(Collected data entries)
PR #837, opened 2025-04-09
fix: Compilation 

yaelAbergel:


crates/ika-core/src/dwallet_mpc/network_dkg.rs
```diff
@@ -292,15 +294,15 @@ impl DwalletMPCNetworkKeys {
...
+    pub fn get_protocol_public_parameters(
         &self,
         key_id: &ObjectID,
         key_scheme: DWalletMPCNetworkKeyScheme,
     ) -> DwalletMPCResult<Vec<u8>> {
         loop {
             let Ok(Some(result)) = self.try_get_decryption_keys(key_id) else {
                 warn!("failed to fetch the network decryption key shares for key ID: {:?}, trying again", key_id);
-                tokio::time::sleep(tokio::time::Duration::from_secs(2)).await;
+                thread::sleep(Duration::from_secs(2));
```
ItayLevyOfficial, line 305: this is bad as this will block the entire tokio thread pool

PR #844, opened 2025-04-10
fix: Increase the node Tokio thread pool size

### LINKED ISSUE #843: fix tokio node thread pool size
right now the thread pool size is 1 and this creates problems with the consensus commits creation mechanism

ItayLevyOfficial:
The current thread pool size (1) is way to small, and causes the consensus mechanism to stuck


zeevmoney (approved):

ItayLevyOfficial:
irrelevant atm

PR #869, opened 2025-04-16
feat: Advance reshare until finalized 

yaelAbergel:


crates/ika-core/src/dwallet_mpc/mod.rs
```diff
@@ -482,7 +482,13 @@ pub(crate) async fn session_input_from_event(
                             .dwallet_network_decryption_key_id,
                     )?,
                 )?,
-                None,
+                Some(bcs::to_bytes(
+                    &dwallet_mpc_manager
+                        .node_config
+                        .class_groups_key_pair_and_proof
+                        .class_groups_keypair()
```
ycscaly, line 489: Keypair is secret + public. I never mix up these two, so no way this is a keypair. Remame

crates/ika-core/src/dwallet_mpc/mpc_session.rs
```diff
@@ -397,7 +404,30 @@ impl DWalletMPCSession {
                     malicious_parties: vec![],
                 })
             }
-            MPCProtocolInitData::DecryptionKeyReshare(_) => todo!(),
+            MPCProtocolInitData::DecryptionKeyReshare(_) => {
+                let public_input = bcs::from_bytes(public_input)?;
+                let decryption_shares_primes = mpc_event_data
```
ycscaly, line 409: Really confusing name. There is no prime here.. only in the encryption keys and proofs
```suggestion
                let decryption_key_shares = mpc_event_data
```

ycscaly (approved):
Too easy, just rename

ItayLevyOfficial (approved):
gj, merge this pr with the public input prs

crates/ika-core/src/dwallet_mpc/mod.rs
yaelAbergel: The node config is stored locally in the validator pc. The keypair remains private, and the validator only sends the encryption key and a proof to the chain.

zeevmoney (approved):

PR #913, opened 2025-04-22
chore: Remove `dwallet_mpc_round_outputs` mutex

ItayLevyOfficial:


crates/ika-core/src/authority/authority_per_epoch_store.rs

Problem to solve: All entries should be transcribed verbatim.

Output for this exercise:
PR #837, opened 2025-04-09
fix: Compilation 

yaelAbergel:


crates/ika-core/src/dwallet_mpc/network_dkg.rs
```diff
@@ -292,15 +294,15 @@ impl DwalletMPCNetworkKeys {
...
+    pub fn get_protocol_public_parameters(
         &self,
         key_id: &ObjectID,
         key_scheme: DWalletMPCNetworkKeyScheme,
     ) -> DwalletMPCResult<Vec<u8>> {
         loop {
             let Ok(Some(result)) = self.try_get_decryption_keys(key_id) else {
                 warn!("failed to fetch the network decryption key shares for key ID: {:?}, trying again", key_id);
-                tokio::time::sleep(tokio::time::Duration::from_secs(2)).await;
+                thread::sleep(Duration::from_secs(2));
```
ItayLevyOfficial, line 305: this is bad as this will block the entire tokio thread pool

PR #844, opened 2025-04-10
fix: Increase the node Tokio thread pool size

### LINKED ISSUE #843: fix tokio node thread pool size
right now the thread pool size is 1 and this creates problems with the consensus commits creation mechanism

ItayLevyOfficial:
The current thread pool size (1) is way to small, and causes the consensus mechanism to stuck


zeevmoney (approved):

ItayLevyOfficial:
irrelevant atm

PR #869, opened 2025-04-16
feat: Advance reshare until finalized 

yaelAbergel:


crates/ika-core/src/dwallet_mpc/mod.rs
```diff
@@ -482,7 +482,13 @@ pub(crate) async fn session_input_from_event(
                             .dwallet_network_decryption_key_id,
                     )?,
                 )?,
-                None,
+                Some(bcs::to_bytes(
+                    &dwallet_mpc_manager
+                        .node_config
+                        .class_groups_key_pair_and_proof
+                        .class_groups_keypair()
```
ycscaly, line 489: Keypair is secret + public. I never mix up these two, so no way this is a keypair. Remame

crates/ika-core/src/dwallet_mpc/mpc_session.rs
```diff
@@ -397,7 +404,30 @@ impl DWalletMPCSession {
                     malicious_parties: vec![],
                 })
             }
-            MPCProtocolInitData::DecryptionKeyReshare(_) => todo!(),
+            MPCProtocolInitData::DecryptionKeyReshare(_) => {
+                let public_input = bcs::from_bytes(public_input)?;
+                let decryption_shares_primes = mpc_event_data
```
ycscaly, line 409: Really confusing name. There is no prime here.. only in the encryption keys and proofs
```suggestion
                let decryption_key_shares = mpc_event_data
```

ycscaly (approved):
Too easy, just rename

ItayLevyOfficial (approved):
gj, merge this pr with the public input prs

crates/ika-core/src/dwallet_mpc/mod.rs
yaelAbergel: The node config is stored locally in the validator pc. The keypair remains private, and the validator only sends the encryption key and a proof to the chain.

zeevmoney (approved):

PR #913, opened 2025-04-22
chore: Remove `dwallet_mpc_round_outputs` mutex

ItayLevyOfficial:


crates/ika-core/src/authority/authority_per_epoch_store.rs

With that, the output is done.